» Your assignment: Set out each line from the following listing that includes the word "format".

» Excerpted data:
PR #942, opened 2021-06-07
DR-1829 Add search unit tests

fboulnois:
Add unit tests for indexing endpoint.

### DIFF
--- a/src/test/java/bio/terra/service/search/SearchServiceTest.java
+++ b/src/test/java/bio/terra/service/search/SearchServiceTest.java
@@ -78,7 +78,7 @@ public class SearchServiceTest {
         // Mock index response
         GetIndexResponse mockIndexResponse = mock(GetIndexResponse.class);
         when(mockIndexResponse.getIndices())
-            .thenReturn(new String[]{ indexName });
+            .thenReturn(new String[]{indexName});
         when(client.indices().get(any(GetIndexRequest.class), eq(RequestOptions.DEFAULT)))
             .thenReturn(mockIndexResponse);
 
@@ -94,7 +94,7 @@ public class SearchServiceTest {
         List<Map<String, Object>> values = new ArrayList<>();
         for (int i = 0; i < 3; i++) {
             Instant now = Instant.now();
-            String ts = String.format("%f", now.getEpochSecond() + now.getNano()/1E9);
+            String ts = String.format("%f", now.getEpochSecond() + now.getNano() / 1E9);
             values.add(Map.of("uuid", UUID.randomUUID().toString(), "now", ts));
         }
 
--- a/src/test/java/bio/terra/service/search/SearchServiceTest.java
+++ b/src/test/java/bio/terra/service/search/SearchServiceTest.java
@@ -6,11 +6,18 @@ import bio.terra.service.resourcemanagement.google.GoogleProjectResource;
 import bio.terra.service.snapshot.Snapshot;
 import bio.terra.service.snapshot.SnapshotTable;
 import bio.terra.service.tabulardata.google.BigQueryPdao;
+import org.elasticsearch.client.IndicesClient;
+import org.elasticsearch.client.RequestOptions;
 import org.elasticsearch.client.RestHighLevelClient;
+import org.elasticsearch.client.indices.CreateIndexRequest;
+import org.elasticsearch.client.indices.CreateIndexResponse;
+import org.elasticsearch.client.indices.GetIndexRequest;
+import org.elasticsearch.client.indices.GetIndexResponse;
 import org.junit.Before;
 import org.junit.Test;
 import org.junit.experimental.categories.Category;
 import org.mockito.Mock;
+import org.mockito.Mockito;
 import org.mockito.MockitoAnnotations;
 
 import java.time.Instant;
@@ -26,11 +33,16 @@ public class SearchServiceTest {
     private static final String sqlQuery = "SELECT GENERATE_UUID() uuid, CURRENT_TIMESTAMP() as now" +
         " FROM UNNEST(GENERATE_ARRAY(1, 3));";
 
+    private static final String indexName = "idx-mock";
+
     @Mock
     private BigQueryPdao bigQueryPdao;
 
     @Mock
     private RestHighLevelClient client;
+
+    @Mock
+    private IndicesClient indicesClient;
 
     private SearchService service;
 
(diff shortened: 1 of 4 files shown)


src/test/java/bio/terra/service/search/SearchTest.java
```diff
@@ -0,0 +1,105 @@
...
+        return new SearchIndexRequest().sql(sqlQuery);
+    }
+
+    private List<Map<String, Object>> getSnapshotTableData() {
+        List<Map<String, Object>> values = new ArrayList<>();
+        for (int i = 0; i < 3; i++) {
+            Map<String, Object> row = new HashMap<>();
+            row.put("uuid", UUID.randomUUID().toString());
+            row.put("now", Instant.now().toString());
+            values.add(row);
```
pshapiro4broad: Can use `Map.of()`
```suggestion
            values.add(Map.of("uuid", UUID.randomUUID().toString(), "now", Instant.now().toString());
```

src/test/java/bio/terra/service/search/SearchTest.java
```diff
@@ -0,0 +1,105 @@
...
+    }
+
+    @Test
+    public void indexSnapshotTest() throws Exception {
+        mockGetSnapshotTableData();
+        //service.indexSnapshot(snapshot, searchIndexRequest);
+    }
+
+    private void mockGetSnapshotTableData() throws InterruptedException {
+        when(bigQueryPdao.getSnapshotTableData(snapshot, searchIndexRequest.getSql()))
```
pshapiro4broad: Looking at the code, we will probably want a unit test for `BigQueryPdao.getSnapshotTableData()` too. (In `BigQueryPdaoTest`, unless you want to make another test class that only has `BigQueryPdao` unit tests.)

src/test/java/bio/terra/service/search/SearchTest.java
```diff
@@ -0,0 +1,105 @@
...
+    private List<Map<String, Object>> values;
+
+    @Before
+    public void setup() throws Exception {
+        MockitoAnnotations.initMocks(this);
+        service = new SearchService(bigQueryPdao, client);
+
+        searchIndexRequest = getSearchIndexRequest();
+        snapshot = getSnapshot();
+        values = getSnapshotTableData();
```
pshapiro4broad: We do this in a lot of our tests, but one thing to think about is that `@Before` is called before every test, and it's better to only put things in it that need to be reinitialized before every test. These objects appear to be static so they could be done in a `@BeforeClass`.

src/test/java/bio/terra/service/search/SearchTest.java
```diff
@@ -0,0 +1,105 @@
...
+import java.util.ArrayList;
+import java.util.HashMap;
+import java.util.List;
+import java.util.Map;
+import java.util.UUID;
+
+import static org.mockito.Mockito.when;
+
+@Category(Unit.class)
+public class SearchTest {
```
==
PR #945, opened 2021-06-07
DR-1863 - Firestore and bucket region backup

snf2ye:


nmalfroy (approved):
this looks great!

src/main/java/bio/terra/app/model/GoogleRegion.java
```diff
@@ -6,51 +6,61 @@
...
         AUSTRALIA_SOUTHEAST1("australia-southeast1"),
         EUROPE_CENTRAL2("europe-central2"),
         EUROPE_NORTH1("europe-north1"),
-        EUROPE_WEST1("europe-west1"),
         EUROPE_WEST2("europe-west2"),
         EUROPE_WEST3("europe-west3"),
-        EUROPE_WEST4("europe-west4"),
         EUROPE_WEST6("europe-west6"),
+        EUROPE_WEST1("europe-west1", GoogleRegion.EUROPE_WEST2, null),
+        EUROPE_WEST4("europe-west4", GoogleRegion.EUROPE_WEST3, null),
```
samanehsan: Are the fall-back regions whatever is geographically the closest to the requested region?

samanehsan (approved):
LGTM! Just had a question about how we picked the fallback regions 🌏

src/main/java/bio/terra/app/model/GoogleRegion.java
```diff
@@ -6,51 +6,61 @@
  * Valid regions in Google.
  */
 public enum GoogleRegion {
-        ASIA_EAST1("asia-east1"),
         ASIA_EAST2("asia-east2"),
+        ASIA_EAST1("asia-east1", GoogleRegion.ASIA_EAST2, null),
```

» Response:
-            String ts = String.format("%f", now.getEpochSecond() + now.getNano()/1E9);
+            String ts = String.format("%f", now.getEpochSecond() + now.getNano() / 1E9);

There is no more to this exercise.